I got 1 that was brazed and/or welded....
Nice work 37fleetwood. I know who to call....





It seems solid enough I am riding it like it was never broke…



1936 Packard manufactured by Colson


----------



## rustjunkie (Feb 10, 2016)

Here's one for Welded Wednesday: prewar Snyder crank, bent as usual, but has had both ends repaired as well


----------



## dodgerblue (Feb 10, 2016)

This is an awesome thread here . I never would have imagined some of these frames could've ever been repaired .Great workmanship right here . Good talent is a lost art , period ...


----------



## 37fleetwood (Feb 10, 2016)

if this hobby isn't about saving the broken and unloved old bikes of the world, I don't know what it is about.


----------



## syclesavage (Feb 10, 2016)

Had this one too.


----------



## rustjunkie (Feb 24, 2016)

Seat tube to bottom bracket on LWB colson


----------



## bairdco (Feb 24, 2016)

Started off with an odball 1980 Takara 26" double bar bmx cruiser frame. The front of it's all heavy duty, but the rear triangle was crap. Thin sheet metal brake and fender stays, and cheap tack welded dropouts like you'd find on a junky ten speed.

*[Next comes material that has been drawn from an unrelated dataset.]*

PR #44, opened 2026-04-15
Fix gsutil rsync hanging on macOS

payalchandak:
## Summary
- Disables `parallel_process_count` on macOS to work around [CPython issue 33725](https://bugs.python.org/issue33725), which causes `gsutil -m rsync` to hang indefinitely during "Building synchronization state"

Cut out some new rear fork ends, a coaster brake bracket, and brake stays, chopped out the old ones and built a nuke-proof klunker using a 1950's girder fork from a Rixe tandem.


----------



## bairdco (Feb 24, 2016)

Drops and brake brackets...


----------



## Joe Buffardi (Feb 24, 2016)

I love it!!! So damn neat!


----------



## Joe Buffardi (Feb 24, 2016)

Built this one from scratch.


----------



## juanitasmith13 (Feb 24, 2016)

I think this applies... do not have clear photo of of repair. However, the rear fender in the before photo was missing the attachment tab between bottom chain stays near BB. It had been completely torn off. a good use-able piece was found on another seriously damaged fender. About three/four inches of the tab end of donor fender was step-notched and welded to the fender in photo. You would never find it had I not told you. Also, the attaching frame bracket for the fender tab was broken off from the kickstand tube. A piece of steel strap was correctly drilled, bent and welded to replace missing anchor.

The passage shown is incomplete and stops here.